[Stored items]
· · · · ·

PR #11393, opened 2025-03-21
reset underlying capacity of previously large buffers

caolanm:
large capacity but ~empty buffers can be reproduced by inserting a large jpg into a blank writer document and copying it to clipboard a few times and then: kill -SIGUSR 1 `pidof coolwsd`

```
rbuffered   rcapacity   wbuffered   wcapacity
        0        1993           0    19881378
```

Change-Id: Idc4020ffef5e3d4bc4801792412e2d1f706e2ef1

* Resolves: # 
* Target version: master 

### TODO

- [ ] ...

### Checklist

### DIFF
--- a/net/Buffer.hpp
+++ b/net/Buffer.hpp
@@ -28,6 +28,14 @@ class Buffer
     std::size_t _offset;  /// offset into _buffer of data
     std::vector<char> _buffer;
 
+    void resetOffset()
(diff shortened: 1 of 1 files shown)


mmeeks (approved):
Thanks Caolan - can we have in 24.04 too ? =)

PR #110, opened 2016-09-27
Support dynamic thread allocation in progress bar

darnir:


src/wget.c
```diff
@@ -839,10 +841,11 @@ static void nop(int sig)
 
 int main(int argc, const char **argv)
 {
-	int n, rc, nthreads = 0;
+	int n, rc;
 	size_t bufsize = 0;
 	char *buf = NULL;
 	char quota_buf[16];
+	nthreads = 0;
```
rockdaboot: Please do not initialize nthreads explicitely - it is already zero.

libwget/bar.c
```diff
@@ -188,8 +190,22 @@ wget_bar_t *wget_bar_init(wget_bar_t *bar, int nslots, int max_width)
...
+		return;
+	/* _bar_print_slot(bar, 0); */
+	fwrite(lf, 1, nslots - bar->nslots, stdout);
+	bar->nslots = nslots;
+	wget_bar_update(bar);
+}
+
 void wget_bar_register(wget_bar_t *bar, wget_bar_ctx *ctx)
 {
+	assert (ctx->slotpos <= bar->nslots);
```
rockdaboot: I don't like assertions in library code. Please check for an error condition and handle it gracefully (e.g. print out an error and avoid stopping/crashing the program).

libwget/bar.c
```diff
@@ -188,8 +190,22 @@ wget_bar_t *wget_bar_init(wget_bar_t *bar, int nslots, int max_width)
 	return NULL;
 }
 
+void wget_bar_set_slots(wget_bar_t *bar, int nslots)
+{
+	char lf[nslots];
+    memset(lf, '\n', sizeof(lf));
```
rockdaboot: Indent with tabs

libwget/bar.c
darnir: This is the reason I added the previous commit to disable assertions. Assertions are disabled by default and enabled only when you enable them explicitly. Also, assertions are never used as a way to stop / crash the program, bu rather they implement checks for the developer. I could completely remove the line here with no issues, since that check isn't mandatory anyhow

rockdaboot: > I could completely remove the line here with no issues, since that check isn't mandatory anyhow

Then it is not needed ;-) Throw it out.

BTW, from `man assert`: "...find bugs ... via a crash that will produce limited debugging output"
So never ever enable assertions - just check with if/else.

darnir: I'll remove and push.

darnir:
Cleaned and pushed. 

I also fixed a memory leak caused by not handling max_threads during bar_deinit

· · · · ·

• Directions for this task
Within the entries above, find the string "could" and return each line that holds it.

• Answer space
darnir: This is the reason I added the previous commit to disable assertions. Assertions are disabled by default and enabled only when you enable them explicitly. Also, assertions are never used as a way to stop / crash the program, bu rather they implement checks for the developer. I could completely remove the line here with no issues, since that check isn't mandatory anyhow
rockdaboot: > I could completely remove the line here with no issues, since that check isn't mandatory anyhow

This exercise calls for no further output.